Furthermore, Google does +2 billion queries daily yet they still only pay
between %2-3 in taxes.

[http://www.theatlantic.com/business/archive/2010/10/googles-...](http://www.theatlantic.com/business/archive/2010/10/googles-
tax-loophole-scheme-is-legal-but-is-it-evil/65030/)

I'm not saying it's right. I'm just saying that it doesn't make Megaupload
"shady" for using these legal loopholes.

Furthermore, most people in the piracy "scene" know not to use Megaupload
because of their quick compliance with DMCA takedown notices - something
that's come over years of investment in their technology and takedown
procedures. Anything but shady in my opinion.

------
teyc
It is quite clear to me that YouTube is a private property and as such it has
no obligations to host anything it doesn't want.
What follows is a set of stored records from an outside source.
PR #649, opened 2020-09-15
[proposal] Replace yq in place commands with awk replaces

aiyengar2:
Until yq has a resolution that allows us to cleanly deal with in-place insertion, we need to provide a solution in the scripts that makes it possible for developers to be able to run the scripts without encountering random changes associated with `Chart.yaml` changes. This commit replaces all our inplace modifications using yq with awk-based (or should I say awk-ward?) functions that effectively do the same YAML manipulation.

Tested it out on several test cases (missing annotations, random indentations, etc.) and it seems to be working as expected.

### DIFF
--- a/scripts/awk/delete_annotation.awk
+++ b/scripts/awk/delete_annotation.awk
@@ -1,0 +1,26 @@
+BEGIN {
+    # By default, we are not within the annotations section yet
+    within_annotations=0;
+}
+
+{
+    if (within_annotations==1 && ($0~/^ /) == 0) {
+        # Since the first line here is not a space (i.e. indented)
+        # we are no longer in the annotation section
+        within_annotations=0
+    }
+}
+
+{
+    if (within_annotations==1 && $0~field) {
+        # If we are within the annotation section and we see our
+        # annotation, just skip printing that line
+        next
+    }
+}
+
+# Check to see if we have entered the annotations part of the YAML file
+/^annotations:/{within_annotations=1}
+
+# print any values that haven't been skipped
+{print}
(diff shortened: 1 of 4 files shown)


cbron (commented):
Is there any benefit to doing this now besides lowering patch changes ? We solved the immediate problem around dirty git status issues. Seems like something to do in the rewrite.

aiyengar2:
> Is there any benefit to doing this now besides lowering patch changes ? We solved the immediate problem around dirty git status issues. Seems like something to do in the rewrite.

I think this still affects @mrajashree and @prachidamle with `backup-restore-operator` and `rancher-cis-benchmark`, since each run of `make prepare` and `make clean` locally still leaves behind a modified `Chart.yaml` in the latest upstream. There's no way to commit those changes since it will break based on the indentation expected during the CI.

cbron:
But thats not breaking anything right ? Its just an oddity occuring in the CI that gets thrown away.

aiyengar2:
> But thats not breaking anything right ? Its just an oddity occuring in the CI that gets thrown away.

Yeah, nothing is specifically broken; however, iirc it also requires all the charts to maintain unnecessary patch changes like [this](https://github.com/rancher/charts/blob/be719fc40583ac7d901a5a4a8260f3f9d8a6abf1/packages/rancher-kiali-server/rancher-kiali-server.patch#L12-L36) or [this](https://github.com/rancher/charts/blob/be719fc40583ac7d901a5a4a8260f3f9d8a6abf1/packages/rancher-monitoring/rancher-monitoring.patch#L19-L42) that are simply due to the weird formatting requirements that our `Chart.yaml` is forced to have w.r.t. the indentation issues.

cbron:
Thats fine for 2.5.0, we need to bump this to 2.5.x.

This is not a 1st Amendment
issue or even a DCMA issue, if UMG had a contractual agreement with YouTube,
whereas MegaUpload might not.

------
redthrowaway
_Interesting..._

It looked like UMG had made a strategic mistake in issuing takedown requests
for content they didn't own, but this could potentially be a win for them on a
much larger stage.

If, as they claim, their contract with Youtube gives them the right to take
down content they have no rights for, and that contract will necessarily be
revealed in discovery, then Google comes out of this the biggest loser by far.
UMG gets off scot-free in the Mega case and Google loses the trust of users
and content creators. I wouldn't be surprised if the content industry views
anything that hurts Google at this point as a win for them.